PR #1433, opened 2026-01-21
Fix the postgres slots layout in the patroni configuration

zhetigen-abdisattarov:
Fixes: https://github.com/vitabaks/autobase/issues/1432

### DIFF
--- a/automation/roles/patroni/README.md
+++ b/automation/roles/patroni/README.md
@@ -121,16 +121,19 @@ Requirements:
 1. the cluster name for standby cluster must be unique (see 'patroni_cluster_name' variable)
 2. the IP addresses (or network) of the standby cluster servers must be added to the pg_hba.conf of the Main Cluster (see 'postgresql_pg_hba' variable).
 
-### Slots Configuration
+### Permanent Replication Slots Configuration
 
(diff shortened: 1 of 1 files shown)


automation/roles/common/defaults/main.yml
```diff
@@ -553,10 +553,10 @@ patroni_standby_cluster:
 #  restore_command: ""  # command to restore WAL records from the remote master to standby leader (optional)
 #  recovery_min_apply_delay: ""  # how long to wait before actually apply WAL records on a standby leader (optional)
 
-# Permanent replication slots.
-# These slots will be preserved during switchover/failover.
+# Permanent replication slots (stored in DCS at the 'slots' level).
+# These slots will be preserved and automatically recreated during switchover/failover.
 # https://patroni.readthedocs.io/en/latest/dynamic_configuration.html
-patroni_slots: []
+patroni_permanent_slots: []
```
vitabaks, line 559: I suggest not renaming the variable, so we can achieve the result with fewer changes.


The fact that these are permanent slots is indicated in the comment.

vitabaks:
https://github.com/vitabaks/autobase/pull/1445

PR #500, opened 2024-05-28
Close the launched browser on Ctrl+C when recording

Andarist:


packages/replayio/src/utils/prompt/prompt.ts
```diff
@@ -38,6 +40,7 @@ export async function prompt({
         case "\x03":
           // \x03 is Ctrl+C (aka "End of text")
           // https://donsnotes.com/tech/charsets/ascii.html
+          onExit?.();
           process.exit(0);
```
bvaughn, line 44: It's kind of gross the `prompt` is listening for this to begin with IMO. I wasn't sure of a better way to _not_ break that functionality. (Although I should probably have used the `exitProcess` util here rather than calling `process.exit` directly.)

packages/replayio/src/utils/prompt/prompt.ts
```diff
@@ -38,6 +40,7 @@ export async function prompt({
         case "\x03":
           // \x03 is Ctrl+C (aka "End of text")
           // https://donsnotes.com/tech/charsets/ascii.html
+          onExit?.();
```
bvaughn, line 43: I wonder if we can handle this in a broader way by listening for "SIGINT" ?

I think what you have here _works_ but it's also kind of narrowly scoped.

packages/replayio/src/utils/prompt/prompt.ts
Andarist: > It's kind of gross the prompt is listening for this to begin with IMO.

I don't think we can escape this easily because we are in the raw mode here. One could have some script that could just do anything on CTRL+C in this mode - it loses its default behavior altogether.

> Although I should probably have used the exitProcess util here rather than calling process.exit directly.

I thought about using it here and decided against it as the user expects an immediate~ exit. That function waits for LaunchDarkly to exit etc.

packages/replayio/src/utils/prompt/prompt.ts
Andarist: > I wonder if we can handle this in a broader way by listening for "SIGINT" ?

I wanted to do that at first but in raw mode SIGINT is simply not dispatched here. The process gets closed **only** because we call `process.exit()` on our own from within this handler~.

bvaughn: > I wanted to do that at first but in raw mode SIGINT is simply not dispatched here.

Ah, ok.

packages/replayio/src/utils/prompt/prompt.ts
bvaughn: Okay. I don't feel strongly about what the "right" thing is to do here. I'll defer!

bvaughn (approved):

PR #503, opened 2024-06-03
Upload data related to browser crashes

Andarist:
This PR adds auto-reporting of the crash-related data. This includes:
- stderr of the browser process
- crashpad files (only on Mac)

In the process, I changed the `fetch` implementation that we are using to `undici`. `node-fetch`'s new version was ESM-only and that didn't play well with our CJS modules here (I didn't want to resort to using a dynamic import with it). 

`undici` is used within node itself. That being said, I had to use v5 because v6 imports `File` from node. That in node 18 comes with a warning that I couldn't get rid of:
https://github.com/nodejs/node/blob/64903b1ca04dbe182b0abc36deb7437a49bf1881/lib/internal/file.js#L40


packages/replayio/src/utils/recordings/upload/uploadRecording.ts
```diff
@@ -292,7 +291,6 @@ async function uploadRecordingReadStream(
   try {
     const response = await Promise.race([
       fetch(url, {
-        agent: getKeepAliveAgent,
```
Andarist, line 295: from what I understand, keep alive is already the default in `undici`:
https://github.com/nodejs/undici/blob/985b3816708512bafefa1544def183cc6d1536be/lib/client.js#L273-L274

packages/replayio/src/utils/graphql/fetchUserIdFromGraphQLOrThrow.ts
```diff
@@ -25,9 +25,7 @@ export async function fetchUserIdFromGraphQLOrThrow(accessToken: string) {
           }
         }
           `,
-    {
-      key: accessToken,
-    },
```
Andarist, line 30: `accessToken` is not a variable but it's part of the header, we were passing it in both places here

packages/replayio/src/commands/record.ts
```diff
@@ -176,3 +171,57 @@ async function record(url: string = "about:blank") {
...
+
+  formData.append(
+    "log",
+    new File([await readFile(errorLogPath)], "log.txt", { type: "text/plain" })
+  );
+
+  const latestCrashpad =
+    runtimeMetadata.crashpadDirectory &&
+    (await findMostRecentFile(runtimeMetadata.crashpadDirectory, fileName =>
+      fileName.endsWith(".dmp")
```
Andarist, line 204: this directory really should only have those `.dmp` files, I'm using this predicate just as an extra precaution

packages/replayio/src/utils/installation/config.ts
```diff
@@ -18,8 +21,18 @@ const architecture: Architecture = process.arch.startsWith("arm") ? "arm" : "x86
 
 switch (process.platform) {
   case "darwin":
+    const homeDirectory = process.env.HOME || process.env.USERPROFILE;
+    assert(homeDirectory, "HOME or USERPROFILE environment variable must be set");
```
bvaughn, line 25: Why not just use [`os.homedir()`](https://nodejs.org/api/os.html#oshomedir)?

packages/replayio/src/commands/record.ts
```diff
@@ -176,3 +171,57 @@ async function record(url: string = "about:blank") {
...
+
+  const errorLogPath = getReplayPath("recorder-crash.log");
+  writeFileSync(errorLogPath, stderr, "utf8");
+  console.log(dim(`More information can be found in ${errorLogPath}`));
+
+  const accessToken = await checkAuthentication();
+
+  if (!accessToken) {
+    return;
+  }
```
bvaughn, line 186: Some nits:

* I prefer methods like this to be in their own files (like you did with `utils/findMostRecentFile`) because IMO this makes it easier to navigate project source, but this is just a personal preference.
* I think the first few parts of this method (the console logging and `recorder-crash.log` writing) should be in the caller, rather than this method (given this method's name)

packages/replayio/src/commands/record.ts
```diff
@@ -176,3 +171,57 @@ async function record(url: string = "about:blank") {
...
+        Authorization: `Bearer ${accessToken}`,
+        "User-Agent": userAgent,
+      },
+      body: formData,
+    });
+    if (response.status >= 200 && response.status < 300) {
+      console.log(dim(`The crash was reported to the Replay team`));
+      return;
+    }
+  } catch (err) {}
```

**YOUR INSTRUCTIONS:** Please give every entry again, precisely as it appears.

**EXERCISE ANSWER:**
PR #1433, opened 2026-01-21
Fix the postgres slots layout in the patroni configuration

zhetigen-abdisattarov:
Fixes: https://github.com/vitabaks/autobase/issues/1432

### DIFF
--- a/automation/roles/patroni/README.md
+++ b/automation/roles/patroni/README.md
@@ -121,16 +121,19 @@ Requirements:
 1. the cluster name for standby cluster must be unique (see 'patroni_cluster_name' variable)
 2. the IP addresses (or network) of the standby cluster servers must be added to the pg_hba.conf of the Main Cluster (see 'postgresql_pg_hba' variable).
 
-### Slots Configuration
+### Permanent Replication Slots Configuration
 
(diff shortened: 1 of 1 files shown)


automation/roles/common/defaults/main.yml
```diff
@@ -553,10 +553,10 @@ patroni_standby_cluster:
 #  restore_command: ""  # command to restore WAL records from the remote master to standby leader (optional)
 #  recovery_min_apply_delay: ""  # how long to wait before actually apply WAL records on a standby leader (optional)
 
-# Permanent replication slots.
-# These slots will be preserved during switchover/failover.
+# Permanent replication slots (stored in DCS at the 'slots' level).
+# These slots will be preserved and automatically recreated during switchover/failover.
 # https://patroni.readthedocs.io/en/latest/dynamic_configuration.html
-patroni_slots: []
+patroni_permanent_slots: []
```
vitabaks, line 559: I suggest not renaming the variable, so we can achieve the result with fewer changes.


The fact that these are permanent slots is indicated in the comment.

vitabaks:
https://github.com/vitabaks/autobase/pull/1445

PR #500, opened 2024-05-28
Close the launched browser on Ctrl+C when recording

Andarist:


packages/replayio/src/utils/prompt/prompt.ts
```diff
@@ -38,6 +40,7 @@ export async function prompt({
         case "\x03":
           // \x03 is Ctrl+C (aka "End of text")
           // https://donsnotes.com/tech/charsets/ascii.html
+          onExit?.();
           process.exit(0);
```
bvaughn, line 44: It's kind of gross the `prompt` is listening for this to begin with IMO. I wasn't sure of a better way to _not_ break that functionality. (Although I should probably have used the `exitProcess` util here rather than calling `process.exit` directly.)

packages/replayio/src/utils/prompt/prompt.ts
```diff
@@ -38,6 +40,7 @@ export async function prompt({
         case "\x03":
           // \x03 is Ctrl+C (aka "End of text")
           // https://donsnotes.com/tech/charsets/ascii.html
+          onExit?.();
```
bvaughn, line 43: I wonder if we can handle this in a broader way by listening for "SIGINT" ?

I think what you have here _works_ but it's also kind of narrowly scoped.

packages/replayio/src/utils/prompt/prompt.ts
Andarist: > It's kind of gross the prompt is listening for this to begin with IMO.

I don't think we can escape this easily because we are in the raw mode here. One could have some script that could just do anything on CTRL+C in this mode - it loses its default behavior altogether.

> Although I should probably have used the exitProcess util here rather than calling process.exit directly.

I thought about using it here and decided against it as the user expects an immediate~ exit. That function waits for LaunchDarkly to exit etc.

packages/replayio/src/utils/prompt/prompt.ts
Andarist: > I wonder if we can handle this in a broader way by listening for "SIGINT" ?

I wanted to do that at first but in raw mode SIGINT is simply not dispatched here. The process gets closed **only** because we call `process.exit()` on our own from within this handler~.

bvaughn: > I wanted to do that at first but in raw mode SIGINT is simply not dispatched here.

Ah, ok.

packages/replayio/src/utils/prompt/prompt.ts
bvaughn: Okay. I don't feel strongly about what the "right" thing is to do here. I'll defer!

bvaughn (approved):

PR #503, opened 2024-06-03
Upload data related to browser crashes

Andarist:
This PR adds auto-reporting of the crash-related data. This includes:
- stderr of the browser process
- crashpad files (only on Mac)

In the process, I changed the `fetch` implementation that we are using to `undici`. `node-fetch`'s new version was ESM-only and that didn't play well with our CJS modules here (I didn't want to resort to using a dynamic import with it). 

`undici` is used within node itself. That being said, I had to use v5 because v6 imports `File` from node. That in node 18 comes with a warning that I couldn't get rid of:
https://github.com/nodejs/node/blob/64903b1ca04dbe182b0abc36deb7437a49bf1881/lib/internal/file.js#L40


packages/replayio/src/utils/recordings/upload/uploadRecording.ts
```diff
@@ -292,7 +291,6 @@ async function uploadRecordingReadStream(
   try {
     const response = await Promise.race([
       fetch(url, {
-        agent: getKeepAliveAgent,
```
Andarist, line 295: from what I understand, keep alive is already the default in `undici`:
https://github.com/nodejs/undici/blob/985b3816708512bafefa1544def183cc6d1536be/lib/client.js#L273-L274

packages/replayio/src/utils/graphql/fetchUserIdFromGraphQLOrThrow.ts
```diff
@@ -25,9 +25,7 @@ export async function fetchUserIdFromGraphQLOrThrow(accessToken: string) {
           }
         }
           `,
-    {
-      key: accessToken,
-    },
```
Andarist, line 30: `accessToken` is not a variable but it's part of the header, we were passing it in both places here

packages/replayio/src/commands/record.ts
```diff
@@ -176,3 +171,57 @@ async function record(url: string = "about:blank") {
...
+
+  formData.append(
+    "log",
+    new File([await readFile(errorLogPath)], "log.txt", { type: "text/plain" })
+  );
+
+  const latestCrashpad =
+    runtimeMetadata.crashpadDirectory &&
+    (await findMostRecentFile(runtimeMetadata.crashpadDirectory, fileName =>
+      fileName.endsWith(".dmp")
```
Andarist, line 204: this directory really should only have those `.dmp` files, I'm using this predicate just as an extra precaution

packages/replayio/src/utils/installation/config.ts
```diff
@@ -18,8 +21,18 @@ const architecture: Architecture = process.arch.startsWith("arm") ? "arm" : "x86
 
 switch (process.platform) {
   case "darwin":
+    const homeDirectory = process.env.HOME || process.env.USERPROFILE;
+    assert(homeDirectory, "HOME or USERPROFILE environment variable must be set");
```
bvaughn, line 25: Why not just use [`os.homedir()`](https://nodejs.org/api/os.html#oshomedir)?

packages/replayio/src/commands/record.ts
```diff
@@ -176,3 +171,57 @@ async function record(url: string = "about:blank") {
...
+
+  const errorLogPath = getReplayPath("recorder-crash.log");
+  writeFileSync(errorLogPath, stderr, "utf8");
+  console.log(dim(`More information can be found in ${errorLogPath}`));
+
+  const accessToken = await checkAuthentication();
+
+  if (!accessToken) {
+    return;
+  }
```
bvaughn, line 186: Some nits:

* I prefer methods like this to be in their own files (like you did with `utils/findMostRecentFile`) because IMO this makes it easier to navigate project source, but this is just a personal preference.
* I think the first few parts of this method (the console logging and `recorder-crash.log` writing) should be in the caller, rather than this method (given this method's name)

packages/replayio/src/commands/record.ts
```diff
@@ -176,3 +171,57 @@ async function record(url: string = "about:blank") {
...
+        Authorization: `Bearer ${accessToken}`,
+        "User-Agent": userAgent,
+      },
+      body: formData,
+    });
+    if (response.status >= 200 && response.status < 300) {
+      console.log(dim(`The crash was reported to the Replay team`));
+      return;
+    }
+  } catch (err) {}
```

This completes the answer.